冬のストックホルム。ドラゴンのタトゥーを背負った天才ハッカーのリスベット(クレア・フォイ)は、ある依頼を受けてアメリカ国家安全保障局のシステムから、核攻撃プログラム「ファイアーフォール」の暗号データを盗み出す。しかし、謎の侵入者に襲われ、強奪されてしまう。ジャーナリストのミカエル(スヴェリル・グドナソン)らの協力のもと奪還を試みるものの、リスベットは事件の黒幕である闇の組織「スパイダーズ」に捕獲される。そして、16年前に生き別れた双子の妹カミラ(シルヴィア・フークス)と再会する。

〈解説〉

『ドラゴン・タトゥーの女』から7年ぶりとなる、「ミレニアム」シリーズの映画化。陰謀を探る主人公に、葬り去った過去が襲いかかるサスペンス・スリラー。監督は『ドント・ブリーズ』のフェデ・アルバレス。115分。

  • 中野翠(コラムニスト)

    ★★★★☆全篇に漂うヒンヤリした妖気。特異な父に操られた姉と妹の因果な物語。ヒロインはあえての無表情だろうが味気無い。

  • 芝山幹郎(翻訳家)

    ★★★☆☆テンションの高め方はさすがアルバレスだが、IT飛び道具の濫用がやや逆効果。
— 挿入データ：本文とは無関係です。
PR #4347, opened 2026-09-09
fix: give `MassPlurals` higher priority than `SplitWords`

### LINKED ISSUE #4346: "advices" is flagged by `SplitWords` instead of by `MassPlurals`
"advices" is a common mistake made by nonnative speakers who have no intuition of mass vs count nouns.

We have a linter, `MassPlurals` that deals with this but instead of flagging this error, another linter, `SplitWords` suggests splitting it into "adv" + "ices" or "ad + vices":

Image

hippietrail:
# Issues 
Fixes #4346

# Description

Prevents `SplitWords` from making a bad suggestion for "advices" when `MassPlurals` has the right suggestion.

This is done by exporting `SplitWords`'s lint priority which `MassPlurals` can then import to make sure it has a slightly higher priority (lower number).

I have a hunch that sooner or later we'll find cycles where a linter A needs higher priority than linter B to fix one mistake but linter B needs higher priority than linter A to fix another. At that stage a proper fix that fixes clashes between `SpellCheck` and other linters will need to be tackled.

# How Has This Been Tested?

`cargo test`

# AI Disclosure

# Checklist

### DIFF
--- a/harper-core/src/linting/mass_nouns/mass_plurals.rs
+++ b/harper-core/src/linting/mass_nouns/mass_plurals.rs
@@ -3,7 +3,10 @@ use hashbrown::HashSet;
 use crate::{
     CharStringExt, Token, TokenStringExt,
     expr::{All, Expr, FirstMatchOf, FixedPhrase, SequenceExpr},
-    linting::{ExprLinter, Lint, LintKind, Suggestion, expr_linter::Chunk},
+    linting::{
+        ExprLinter, Lint, LintKind, Suggestion, expr_linter::Chunk,
+        split_words::SPLIT_WORDS_PRIORITY,
+    },
     spell::Dictionary,
 };
 
@@ -132,7 +135,7 @@ impl<D: Dictionary> ExprLinter for MassPlurals<D> {
             lint_kind: LintKind::Grammar,
             suggestions,
             message,
-            ..Default::default()
+            priority: SPLIT_WORDS_PRIORITY - 1, // higher priority (lower number) than split words
         })
     }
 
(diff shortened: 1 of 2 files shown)


elijah-potter (changes requested):
Would you mind inlining that new constant and setting the priority of `MassNouns` to a literal? I've found that this kind of import/export from independent parallel modules is kind of a code smell.

You can also add a test to `linting/lint_group.rs` to check that the specific text you're worried about gets corrected properly. 

Thanks for submitting this. The `SplitWords` rule has been the cause of the plurality of real complaints in the Chrome Extension reports (see table below).

Image

Most of the `SpellCheck` complaints are about rare words we don't include in the dictionary.

hippietrail:
> Would you mind inlining that new constant and setting the priority of `MassNouns` to a literal? I've found that this kind of import/export from independent parallel modules is kind of a code smell.

You mean each linter whose priority needs to be relative to another linter's priority should just have a local constant and maybe a comment about which other one/ones it needs to be higher/lower than?

Would putting them all in a central place also be a solution?

> You can also add a test to `linting/lint_group.rs` to check that the specific text you're worried about gets corrected properly.

I've done this in other linters that have a priority clash with another linter. Can do it here as well.

> Thanks for submitting this. The `SplitWords` rule has been the cause of the plurality of real complaints in the Chrome Extension reports (see table below).

Yes it's the most visible one but it's not the only one, and `SpellCheck` isn't the only other side of clashing pairs either. Though I've been leaning more and more towards the proper solution being to consider the ones that clash with `SpellCheck` to be like contributors of suggestions to `SpellCheck`. Basically `SpellCheck` is for words not in the dictionary, but so is `SplitWords` and a couple of others that come up a lot less often.

So I think some kind of rearchitecting of `SpellCheck` is probably the way to go. But if doing so we also want to look into multi-word corrections as in #2879.

elijah-potter (approved):
This looks great! Thanks for making those changes. I'll take a look at that other PR soon.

C・フォイの顔は表情が豊かで楽しい。

  • 斎藤綾子(作家)

    ★★★★☆原作のまどろっこしい生真面目さとは全く異なる、リスベットの行動力のみに着眼。これまでの3部作の味わいとは別。

  • 森直人(映画評論家)

    ★★★☆☆傑作の要素は数多いのにラインを越えぬもどかしさ。フィンチャーの前作と比べるのは酷だが、やはり監督の力量不足か。

  • 洞口依子(女優)

    ★★★☆☆監督の個性が見え隠れしつつ緩いスリラー仕立て。フェティッシュ好みだがチープ。この監督にはホラー撮って欲しい。

INFORMATION

「蜘蛛の巣を払う女」(米)
1月11日(金)より全国ロードショー
製作総指揮:デヴィッド・フィンチャー
監督・脚本:フェデ・アルバレス
出演:クレア・フォイ、シルヴィア・フークス、スヴェリル・グドナソン ほか
http://www.girl-in-spidersweb.jp/

(「週刊文春」編集部/週刊文春 2019年1月17日号)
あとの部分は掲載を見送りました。